__Action item__: Going down the listing below, print exactly each line from the one with "feat(mobile): connection-aware Android" up to and including the one with "- **Material 3", and skip the rest.

__Input for this task__:
PR #3073, opened 2026-06-19
feat(mobile): connection-aware Android session notification + Material 3 redesign

marcodejongh:
## Release Notes

Drive your board from the Android session notification
The session notification now shows your current climb with its grade, angle, and your spot in the queue, and draws the board art right on your phone. Previous and Next move the board through your queue without opening the app, and the lightbulb shows when you're connected. When a crewmate takes the board, the card steps back to show what's on the wall.

## What & why

Brings the Android foreground-service notification to functional parity with the iOS Live Activity, and fixes the lightbulb so it reflects who actually holds the board.

> **Stacked PR.** Branches off the unmerged iOS "connection-aware Live Activity" work (commit `41b867020`), which adds the shared `boardConnection` tri-state plumbing this PR consumes. **Review my commits only** — the iOS/backend commit in the diff belongs to that separate branch and drops out once it lands in `main` (or retarget this PR's base to it).

### Notification (native Android)
- **Material 3 card** — `DecoratedCustomViewStyle` with a portrait climb thumbnail, grade·angle, "N / M" queue position, a lightbulb, and Previous/Next. Material You accent on Android 12+, brand-green fallback below.
- **On-device thumbnail, no backend** — drops the `/api/internal/board-render` fetch. The bridge renders the current climb's holds-only PNG via the existing `BoardRenderer` native module and resolves the bundled board backgrounds; the service composites them locally (the app's "no-network board art" rule). iOS keeps its ActivityKit fetch (the documented workaround).
- **Connection-driven** — lightbulb + control visibility follow the shared `boardConnection` tri-state: `connectedByMe` → lit bulb + Prev/Next; `heldByPeer` → bulb out, controls hidden, "`<name>` is on the wall"; `disconnected` → bulb out.
- **Tappable lightbulb** — off → reconnect to the last board; lit → re-assert the current climb (new Android-only `boardControl` event → `bluetooth.connect` / `reassertWall`).
- **Above the "Silent" fold, still silent** — a new `boardsesh_session_active` channel at `IMPORTANCE_DEFAULT` (legacy LOW channel deleted on migration) with sound + vibration muted, so it isn't buried in the Silent group yet never beeps on session start.
- **Bug fix** — Previous/Next sent the *current* index for both buttons (a no-op against the absolute-index JS bridge); they now send `currentIndex ∓ 1`.

### Shared JS
Additive only (the live-activity JS is shared with the iOS branch): a `boardControl` event, the on-device thumbnail-path fields, and three i18n keys (`relight` / `reconnect` / `onWall`) across en-US / es / fr. No existing iOS-read field is changed.

## Not in this PR
A BLE scan fix (scan unfiltered so name-only boards surface) was split out to a side branch — it needs screen-off filtering, a second scan path, and on-device confirmation before it's ready.

## Testing / validation
- `vp run typecheck:mobile`, `vp check`: clean.
- JS: full mobile suite (**2518**), live-activity + i18n parity included.
- Kotlin (Robolectric, JDK 21, `:boardsesh-live-activity-module:testDebugUnitTest`): **33** — tri-state actions, bulb-handoff PendingIntent refresh, prev/next target index, async on-device compose + stale-drop, the `downscale` Binder-size cap, the channel LOW→DEFAULT-but-silent migration, the event buffer/replay multiplex, and the controller lifecycle.
- Verified on a physical Pixel 8 Pro (Android 16): the card renders the climb on-device, shows above the Silent fold, and reflects the connection state.
- A 4-reviewer pass plus external review were addressed (BLE split out; iOS-render gated; late-background re-post; silent channel; docs corrected for the anonymous-holder APNs fallback).

https://claude.ai/code/session_018qhP6HkkyXBgvQG2cGedF9


marcodejongh:
Addressed the review notes (commits `d468d3e4c` + `2f0a45a3e`):

**Applied**
- `composeThumbnail` recycles the decoded overlay + background bitmaps and the pre-downscale intermediate (only the final rounded bitmap is retained).
- `bitmapCache` now caps by **bytes** (`sizeOf = byteCount`, ~2 MB) instead of entry count.
- `onWallTemplate` uses `String.replace(String, String)` — unambiguously literal, no regex overload to resolve against — instead of `replaceFirst`.
- Edge-case test: `connectedByMe` with only Next (first climb) / only Previous (last climb) beside the lit bulb.
- `backgroundsKey` uses `JSON.stringify` instead of a `|` join (no delimiter a path could contain).
- `@VisibleForTesting` on the purely-test-only helpers (`resetImageStateForTest`, the pending-buffer snapshot/clear).

**Kept as-is (with reason)**
- `void bt.connect(...)` matches the in-app `useLightbulbControl` exactly, and the bluetooth provider surfaces connect errors via its own toast — the caller doesn't own error feedback.
- `{{name}}` substituted in Kotlin, not JS `t()`: JSON catalogs can't carry a comment without breaking the i18n parity test, and `{{name}}` is the standard placeholder translators keep verbatim.

**Out of scope (now in `main` via #3077):** the backend `server.ts` APNs "emit `disconnected` when the holder clears" note — real follow-up, but it's the iOS/backend path, not this Android-only PR.

marcodejongh:
Good catch — that was a real bug, fixed in `ca561d4b7`.

The composite depends on overlay **+** backgrounds, but the cache / in-flight set / stale-guard keyed on the overlay alone, so a late-background re-fire hit the cached holds-only composite and the board photo never landed. Now `imageKey = overlay + NUL-joined backgrounds` threads through `bitmapCache`, `inFlight`, `currentImageKey`, and `currentBitmap()` — a late-background update is a cache miss and recomposes.

- New Kotlin regression test: `recomposes when the backgrounds resolve late` (same overlay, empty→populated backgrounds → two composes; fails on the old key).
- Covered the solo-mode analytics branch in `live-activity-bridge.test.tsx` (the reconnect tests only exercised party mode).

marcodejongh:
Addressed in `8a90d49c7`:

**Blocking — stacked PR: stale, already resolved.** This branch is rebased onto `origin/main`; the iOS "connection-aware Live Activity" work merged separately (#3077). `git log origin/main..HEAD` is 7 commits, all `mobile`/Android, and `git diff origin/main...HEAD` touches zero iOS/backend/Swift files — the bot compared against a pre-rebase snapshot. Merge target is clean (`MERGEABLE`/`CLEAN`, base `main`).

**Non-blocking — `deleteNotificationChannel` on every update:** guarded behind `getNotificationChannel(LEGACY_CHANNEL_ID) != null`, so it's a true one-time migration instead of churning the manager on every `onStartCommand`. The existing migration test still passes (legacy channel deleted on first start).

**Non-blocking — bitmap parcelled twice:** correct — both the collapsed and expanded RemoteViews carry it and RemoteViews doesn't dedupe, so the Binder transaction is 2× the single-bitmap size. Fixed the misleading comment: worst case is a square board at the 256 px cap = ~512 KB for both copies, still under the ~1 MB limit (portrait boards, the common case, are smaller). Kept the 256 px cap — lowering it would soften the expanded image for no real headroom gain.

marcodejongh:
Thanks — picked up the two actionable minor notes in `4a72722ed`:

- **Hardcoded connection literal:** `SessionPresenceController` now uses `BoardSessionService.CONNECTION_CONNECTED_BY_ME` for the initial-state fallback instead of the `"connectedByMe"` string.
- **Holder-line clear, untested:** added a regression test — `heldByPeer` + holder sets `"Alex is on the wall"`, then a `connectedByMe` update (which omits `EXTRA_HOLDER_NAME`) clears it. The test inflates the expanded `RemoteViews` and asserts the rendered `TextView` directly (`buildContentView` is now `@VisibleForTesting`).

Leaving the other two as-is: the `backgroundsKey` `JSON.stringify` is a once-per-render-change compute (not hot) and reads clearly, and the stale-PendingIntent window is — as noted — cosmetic under Aurora's last-connection-wins.

marcodejongh:
Both picked up in `2c035ea78`: `maybeComposeImage` now catches `Throwable` (so an OOM compositing a large board PNG degrades to no-thumbnail instead of killing the compose thread), and the `bt` local is renamed `bluetoothCtx` (avoids shadowing the outer `bluetooth`).

marcodejongh:
**Bug 2 (bitmap leak) — fixed in `202090f3c`.** Real catch: `composeThumbnail` only recycled intermediates on the success path, so a mid-compose OOM (now swallowed by the `Throwable` catch) would leak the decoded bitmaps. Wrapped the body in try/finally — every decoded/intermediate bitmap recycles on all paths, only the returned `rounded` (always a fresh `roundCorners` allocation) survives; the per-layer background decode recycles in its own finally too.

**Bug 1 (index clamping) — already defended, not a real crash.** The premise (`queue[-1]` reaching the reducer) doesn't hold:
- The Previous/Next actions are only added when `hasPrevious`/`hasNext` are true (`buildNotification`), so the out-of-bounds tap isn't normally reachable.
- The JS bridge has an explicit range guard before any array access: `live-activity-bridge.tsx:127` — `if (event.currentIndex < 0 || event.currentIndex >= queue.length) return;`. The native comment in `actionPendingIntent` documents this reliance.
- It's already tested: `live-activity-bridge.test.tsx:205` — `ignores out-of-range indices instead of wrapping or crashing` covers `currentIndex: 99` and `currentIndex: -1`.

I'm leaving native clamping out on purpose: clamping a stale-notification tap to `[0, total-1]` would turn today's clean drop into a navigation to an unintended-but-valid climb during a race, which is worse than the no-op the guard already gives.

marcodejongh:
Picked up the cosmetic one in `1390270d4`: the `backgroundsKey` rationale now sits inline on the dep in both effects.

Leaving the other two — both are net-neutral-to-negative on a controlled internal path:

- **`ensureChannel()` binder call:** posting the notification (`notify()`) is itself a binder IPC, and updates are user-paced (climb/connection changes), not a hot loop. Swapping the one `getNotificationChannel` read for a `SharedPreferences` flag trades a cheap IPC for disk IO plus persistent state and a new failure mode — a worse deal than the read it replaces. The expensive part (the actual `deleteNotificationChannel` mutation) is already gated.
- **`boardConnection` stringly-typed:** the value crosses the JS↔Kotlin boundary as a string by necessity (intent extras / expo-modules), so a Kotlin enum can't change the wire format — it just adds parse-and-map boilerplate around a contract the `CONNECTION_*` constants already name. The unknown-value → `connectedByMe` default is a deliberate safe fallback for an internal-only channel.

__Result__:
feat(mobile): connection-aware Android session notification + Material 3 redesign

marcodejongh:
## Release Notes

Drive your board from the Android session notification
The session notification now shows your current climb with its grade, angle, and your spot in the queue, and draws the board art right on your phone. Previous and Next move the board through your queue without opening the app, and the lightbulb shows when you're connected. When a crewmate takes the board, the card steps back to show what's on the wall.

## What & why

Brings the Android foreground-service notification to functional parity with the iOS Live Activity, and fixes the lightbulb so it reflects who actually holds the board.

> **Stacked PR.** Branches off the unmerged iOS "connection-aware Live Activity" work (commit `41b867020`), which adds the shared `boardConnection` tri-state plumbing this PR consumes. **Review my commits only** — the iOS/backend commit in the diff belongs to that separate branch and drops out once it lands in `main` (or retarget this PR's base to it).

### Notification (native Android)
- **Material 3 card** — `DecoratedCustomViewStyle` with a portrait climb thumbnail, grade·angle, "N / M" queue position, a lightbulb, and Previous/Next. Material You accent on Android 12+, brand-green fallback below.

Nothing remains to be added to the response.